Noch garkeine. Hab vor ner Stunde mein Windows neu aufgesetzt. Das Problem tritt immernoch auf. Ich benutz Avira free


----------



## K3n$! (19. Oktober 2013)

Kommt die Meldung vom Browser oder von einem anderen Programme/Plugin?


----------



## Talhuber (19. Oktober 2013)

Hi - dieses Problem hatte ich auch mal - und da war das Datum falsch eingestellt... Gruß...

- und dann würd ich mal die MB-Batterie wechseln...


----------



## loser321 (19. Oktober 2013)

Vorläufig bis es behoben ist:
Firefox
Ich kenne das Risiko anklicken und auf Ausnahme hinzufügen klicken. Zertifikat herunterladen und Status lesen und Regel hinzufügen. 

Aber wo das Problem liegt weiss ich nicht.


----------



## _VFB_ (19. Oktober 2013)

Die Meldung kommt vom Browser.  

Datum hab ich grade eingestellt. Keine Veränderung. 

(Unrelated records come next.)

Issue #2602, opened 2021-06-15
Move Actor/Messages+EnumeratedThings out of Expr, into new "CodeExpr"


balacij:
Related to discussion on https://github.com/JacquesCarette/Drasil/commit/ff34fe093b8898383232e2822f478a394243aef9#r52161989

balacij:
This task is proving a little bit more complicated than separating the DisplayExpr-related components. With this one, we frequently embed CodeExprs in Exprs, unlike with the DisplayExpr-related components.

JacquesCarette:
Concrete examples?

For `CodeExpr`, we might have to bite the bullet and make a parallel hierarchy.

balacij:
In drasil-code, we need to convert `FuncStmt` (since most `new` calls are within `FuncStmt`s) and `Step` (because of below `appendCurrSol`) to be using CodeExprs instead of Exprs, but when we do this, the ExternalLibrary related components are the first to breakdown.

For example, 
https://github.com/JacquesCarette/Drasil/blob/268bbdd5b552e2a4c51eebffcdf7303d2689d0a4/code/drasil-code/Language/Drasil/Code/ExternalLibrary.hs#L276-L283

^ we would be comparing a CodeExpr (field ..) to an Expr (ub)

https://github.com/JacquesCarette/Drasil/blob/268bbdd5b552e2a4c51eebffcdf7303d2689d0a4/code/drasil-code/Language/Drasil/Code/ExternalLibrary.hs#L270-L274

^ here the `v` is a CodeExpr, so we would need to instantiate a Matrix containing a single value; a CodeExpr -- we might need to have a Matrix idea in CodeExpr too.

https://github.com/JacquesCarette/Drasil/blob/268bbdd5b552e2a4c51eebffcdf7303d2689d0a4/code/drasil-code/Language/Drasil/Code/ExternalLibrary.hs#L292-L294

^ here the first parameter would need to become a CodeExpr, but we use that CodeExpr in the `idx` call, which means that we do in fact need a copy/idea of a function in the CodeExpr as well.

https://github.com/JacquesCarette/Drasil/blob/268bbdd5b552e2a4c51eebffcdf7303d2689d0a4/code/drasil-code/Language/Drasil/Code/ExternalLibrary.hs#L233-L237

I'm going to try to spend a bit more time seeing if I can the wrapped version going well. If it continues to be difficult, we'll try out the 1-1 way.

JacquesCarette:
[...]

Issue #2414, opened 2021-05-10
Expr `getUpperBound` causes errors we can potentially avoid


balacij:
> Please file an issue about getting rid of `getUpperBound` - it's a horrible hack. We should not have "get"-style functions that work on `Expr` at all. The knowledge should be encoded in other ways so that there is no `error` case. We'll first need to analyse all the uses of `getUpperBound` to design a proper replacement.

_Originally posted by @JacquesCarette in https://github.com/JacquesCarette/Drasil/pull/2405#discussion_r629619744_

balacij:
There's a few more functions like `getUpperBound` -- `getInnerSpace`, `getActorName`, etc

balacij:
`getUpperBound`:
https://github.com/JacquesCarette/Drasil/blob/542f6aa85f23cde493536be924211fb3827b8a5d/code/drasil-code/Language/Drasil/Code/Imperative/Helpers.hs#L17-L20

Current usage of `getUpperBound` is limited to 1 instance:
```
-- | Converts a 'FuncStmt' to a GOOL Statement.
convStmt :: (OOProg r) => FuncStmt -> GenState (MSStatement r)
```
https://github.com/JacquesCarette/Drasil/blob/542f6aa85f23cde493536be924211fb3827b8a5d/code/drasil-code/Language/Drasil/Code/Imperative/Import.hs#L538-L542

We use `getUpperBound` to grab the right-hand side of a `a < b` expression.

`FFor` is only constructed via `ffor`, and `ffor` is only used in GlassBR's ModuleDefs, in a fashion similar to:
https://github.com/JacquesCarette/Drasil/blob/542f6aa85f23cde493536be924211fb3827b8a5d/code/drasil-example/Drasil/GlassBR/ModuleDefs.hs#L155-L156

It looks like we can create extra For-loop constructors to resolve this and get rid of `getUpperBound`.

PR #2622, opened 2021-06-23
Proto-CodeExpr

balacij:
I think we're _almost_ there with CodeExpr. I have  few notes in the code that I will review in this PR shortly.

However, notably, in this PR, we split up some files, create a new proxy package `drasil-code-base`, and create CodeExpr as a one-to-one copy of Expr, removing New/Message/Field from the original Expr.


code/drasil-code-base/Language/Drasil/Code/Expr.hs
```diff
@@ -0,0 +1,135 @@
+{-# LANGUAGE GADTs #-}
+
+module Language.Drasil.Code.Expr where
+
+import Language.Drasil (UID, DomainDesc, Completeness, DerivType, RealInterval)
+
+-- Binary functions
+
+-- | Arithmetic operators (fractional, power, and subtraction).
+data ArithBinOp = Frac | Pow | Subt
```
JacquesCarette, line 10: Maybe it would make sense to share all these `Op` types? They are not recursive, so they are independent.

code/drasil-code-base/Language/Drasil/Code/Expr.hs
```diff
@@ -0,0 +1,135 @@
...
+-- | Negation operator (not).
+data UFuncB = Not
+  deriving Eq
+
+-- | Data for vectors (normal, dimensions).
+data UFuncVec = Norm | Dim
+  deriving Eq
+
+-- | A one-to-one clone of Expr, with extra OO/code-related functionality.
+data CodeExpr where
```
JacquesCarette, line 60: This is the one that can't be shared.

code/drasil-code-base/Language/Drasil/Code/Expr/Precedence.hs
```diff
@@ -0,0 +1,95 @@
...
+import Language.Drasil.Code.Expr (CodeExpr(..), UFuncVec, UFuncB(..),
+    UFunc(..), AssocBoolOper(..), AssocArithOper(..), VVNBinOp,
+    VVVBinOp, OrdBinOp, LABinOp, BoolBinOp, EqBinOp, ArithBinOp(..))
+
+-- These precedences are inspired from Haskell/F# 
+-- as documented at http://kevincantu.org/code/operators.html
+-- They are all multiplied by 10, to leave room to weave things in between
+
+-- | prec2Arith - precedence for arithmetic-related binary operations.
+prec2Arith :: ArithBinOp -> Int
```
JacquesCarette, line 12: And then a lot of these could be shared too.

code/drasil-code-base/Language/Drasil/Code/Expr/Render.hs
```diff
@@ -0,0 +1,116 @@
...
+
+import qualified Language.Drasil as L
+import qualified Language.Drasil.Development as LD
+
+import Data.Bifunctor (Bifunctor(bimap, second))
+
+import Language.Drasil.Code.Expr
+
+-- | Render an algebraic expression into our code expression language
+renderExpr :: L.Expr -> CodeExpr
```
JacquesCarette, line 13: `render` made sense when it was more of a printing operation, and this propagated.  A simple `toCode` might be better, but I'm open to suggestions that are less printing-oriented.

JacquesCarette: Also, because this whole file is about 'rendering', there is no point embedding that in the name too.  So `expr`, etc, might end up being best?

code/drasil-code/Language/Drasil/Chunk/CodeDefinition.hs
```diff
@@ -15,53 +15,52 @@ import Control.Lens ((^.), makeLenses, view)
...
 qtov :: QDefinition -> CodeDefinition
-qtov q = CD (codeChunk $ quantvar q) (q ^. defnExpr) [] Definition
+qtov q = CD (codeChunk $ quantvar q) (renderExpr $ q ^. defnExpr) [] Definition
 
 -- | Constructs a 'CodeDefinition' for an ODE.
 odeDef :: ODEInfo -> CodeDefinition
-odeDef info = CD (codeChunk $ quantfunc $ depVar info) (Matrix [odeSyst info]) 
-  (map ($ info) [tInit, tFinal, initVal, absTol . odeOpts, relTol . odeOpts, 
+odeDef info = CD (codeChunk $ quantfunc $ depVar info) (matrix [map renderExpr $ odeSyst info])
+  (map (renderExpr . ($ info)) [tInit, tFinal, initVal, absTol . odeOpts, relTol . odeOpts,
```
balacij, line 65: I'm not yet sure if we want to change `ODEInfo`s to use `CodeExpr`s instead of `Expr`s.
 https://github.com/JacquesCarette/Drasil/blob/5232d494995ca2d558dc60c2c81a8d4682a3c2e9/code/drasil-code/Language/Drasil/Data/ODEInfo.hs#L14-L23

Any thoughts on this?

code/drasil-code/Language/Drasil/Code/ExtLibImport.hs
```diff
@@ -4,12 +4,13 @@
 module Language.Drasil.Code.ExtLibImport (ExtLibState(..), auxMods, defs, 
   imports, modExports, steps, genExternalLibraryCall) where
 
-import Language.Drasil
+import Language.Drasil (HasSpace(typ), getActorName, NamedArgument)
```
JacquesCarette, line 7: It surprises me that `getActorName` is exported by `Language.Drasil`. Wouldn't this be move to `drasil-code`?

code/drasil-code/Language/Drasil/Chunk/CodeDefinition.hs
balacij: I would like to change it to use CodeExprs, but I'm not quite sure how the ODEs would use any objects as of right now.

code/drasil-code/Language/Drasil/Code/Imperative/Helpers.hs
```diff
@@ -15,7 +15,7 @@ liftS :: State a b -> State a [b]
 liftS = fmap (: [])
 
 -- | For an expression using a less than operator, gets the upper bound.
-getUpperBound :: Expr -> Expr
+getUpperBound :: CodeExpr -> CodeExpr
```
JacquesCarette, line 18: Can you open an issue to get rid of this function? We shouldn't doing 'introspection' like this.

code/drasil-example/Drasil/GlassBR/ModuleDefs.hs
```diff
@@ -86,41 +88,40 @@ filename = var "filename" "name of file with x y and z data"
 -- Some semantic functions
 
 -- Given two points (x1,y1) and (x2,y2), return the slope of the line going through them
-slope :: (Expr, Expr) -> (Expr, Expr) -> Expr
+slope :: (CodeExpr, CodeExpr) -> (CodeExpr, CodeExpr) -> CodeExpr
```
JacquesCarette, line 91: This is very interesting. `slope` is not necessarily a `CodeExpr` generator (though that is indeed how it is used). It kind of wants to be polymorphic over both [though I don't want to go there right now.]

Other routines below really are "pure code".

I don't want you to change anything here, this is just a comment.

code/drasil-lang/Language/Drasil/Constraint.hs
```diff
@@ -9,26 +9,30 @@ import Language.Drasil.Space (RealInterval(..))
 
 -- | The reason behind the constraint's existence.
 data ConstraintReason = Physical | Software
+
+-- | Type synonym for 'ConstraintE'
+type ConstraintE = Constraint Expr
+
 -- | Holds constraints. May occur between an interval of 'Expr', a list of 'Double's, or a list of 'String's.
-data Constraint where
+data Constraint a where
```
JacquesCarette, line 17: This is a nice generalization.

JacquesCarette (changes requested):

code/drasil-code/Language/Drasil/Chunk/CodeDefinition.hs
JacquesCarette: I think all of this can (and should) be changed to `CodeExpr`. If we need an ODE representation as an `Expr`, it will have to have its own definition there.

balacij: Sounds good. I'll get this done and let you know when it's completed.

code/drasil-code/Language/Drasil/Code/Imperative/Helpers.hs
balacij: Ah, yes, we had this issue before actually. #2414 is the related ticket, we only have 1 usage of it -- and it's very small and in `drasil-code`, I think we can add it to the scope of this PR too.

code/drasil-example/Drasil/GlassBR/ModuleDefs.hs
balacij: Thanks, yes, I agree. I believe this particular piece of code originally (pre-me starting the Expr split up) had used the Num typeclass to constrain the points so this code was more generalized then.

balacij: I'm not yet sure how this piece will look like when we have typed Expr, but hopefully it will revert to the original Num constraint (maybe it was Num, Fractional actually).

code/drasil-lang/Language/Drasil/Constraint.hs
balacij: Thanks!

code/drasil-code-base/Language/Drasil/Code/Expr/Render.hs
balacij: Yep, I agree. I changed the name of the function to just 'expr', and I also renamed the file to Convert.hs, I think it's a bit more suitable.

code/drasil-code/Language/Drasil/Chunk/CodeDefinition.hs
balacij: Fixed -- I think it looks a lot better now. Thanks!

code/drasil-code/Language/Drasil/Code/ExtLibImport.hs
balacij: `getActorName` is another function like `getInnerSpace` -- exact same functionality but instead of it being for the "Vect" Space, it's for the "Actor" Space. I guess, if anything, it would be another function marked for removal, like `getInnerSpace`.

JacquesCarette (approved):

code/drasil-code-base/Language/Drasil/Code/Expr.hs
balacij: Would we ever want to add some sort of typing to `CodeExpr`? If we do, we might want to keep it as is and continue to have it closely follow `Expr` in development, otherwise, I think we should definitely share the `Op` types, it would definitely tidy things up!

JacquesCarette: We will want to have both `Expr` and `CodeExpr` be typed. So if sharing might interfere with doing that, let's wait.

balacij: Sounds good, let's wait a bit to see how it ends up. Thanks!

code/drasil-code/Language/Drasil/Code/Imperative/Helpers.hs
balacij: There's a few too many to add on, I actually confused `getUpperBound` above with another, `getInnerSpace` which I used in an example. Let's leave it to another PR -- I'll try to get it done today however.

code/drasil-example/Drasil/NoPCM/ODEs.hs
```diff
@@ -0,0 +1,19 @@
...
+  absTol, relTol)
+
+
+noPCMODEOpts :: ODEOptions
+noPCMODEOpts = odeOptions RK45 (sy absTol) (sy relTol) (sy timeStep) (exactDbl 0)
+
+noPCMODEInfo :: ODEInfo
+noPCMODEInfo = odeInfo (quantvar time) (quantvar tempW)
+  [quantvar tauW, quantvar tempC] (exactDbl 0) (sy timeFinal) (sy tempInit)
+  [recip_ (sy tauW) `mulRe` (sy tempC $- idx (sy tempW) (int 0))] noPCMODEOpts
```
balacij, line 19: I forgot to mention this -- I moved the ODEs to a new file so that we could create `CodeExpr`s instead of `Expr`s by importing `Language.Drasil.CodeExpr` instead of `Language.Drasil` -- it has the same function names and operators, so it looks the same but creates different things (CodeExpr vs Expr). If we wanted to keep it in the original Body.hs file, we'd probably need to import the CodeExpr with a qualified name, which would also make the equations a bit more difficult to read.

balacij:
Contributes to #2602

code/drasil-example/Drasil/NoPCM/ODEs.hs
JacquesCarette: Saw that - good move.

JacquesCarette (approved):

JacquesCarette:
I'm actually going to hold off on merging, and let the one from @Awurama-N come first. There will likely be non-trivial merge conflicts, and I'll want you to deal with them.

balacij:
Sounds good. Thank you! :smile:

Was hat das ganze mit der MB-Batterie zu tun ?


----------



## ich111 (19. Oktober 2013)

Ist die Systemzeit richtig? Die Zertifikate sind nämlich immer nur für einen bestimmten Zeitraum gültig


----------



## _VFB_ (19. Oktober 2013)

Ja ist sie. Hab sie eben eingestellt.


----------



## keinnick (19. Oktober 2013)

_VFB_ schrieb:


> Noch garkeine. Hab vor ner Stunde mein Windows neu aufgesetzt. Das Problem tritt immernoch auf. Ich benutz Avira free



Hast Du schon alle Windows-Updates erledigt? Klingt für mich als wäre der Windows-Zertifikatsspeicher nicht auf Stand wobei FF soweit ich weiß einen eigenen mitbringt.


----------



## _VFB_ (19. Oktober 2013)

Ok. Ich hab den Fehler gefunden  Man sollte natürlich auch das Jahr richtig einstellen  
danke für die Hilfen


----------



## keinnick (19. Oktober 2013)

_VFB_ schrieb:


> Ok. Ich hab den Fehler gefunden  Man sollte natürlich auch das Jahr richtig einstellen
> danke für die Hilfen



Geilo  Aber wo kam die falsche Jahreszahl überhaupt her? Windows holt sich doch die Zeit automatisch.


----------



## _VFB_ (19. Oktober 2013)

Keine Ahnung. Zu dem Zeitpunkt hatte ich glaub noch keine Internetvetbindung.


----------



## MG42 (10. Juli 2014)

Ah ja, die Systemzeit... wahrscheinlich ist die cmos battery leer. Hatte erst Schss das Sys neu aufspielen zu müssen (inkl. aller Updates etc )... Glück gehabt.


----------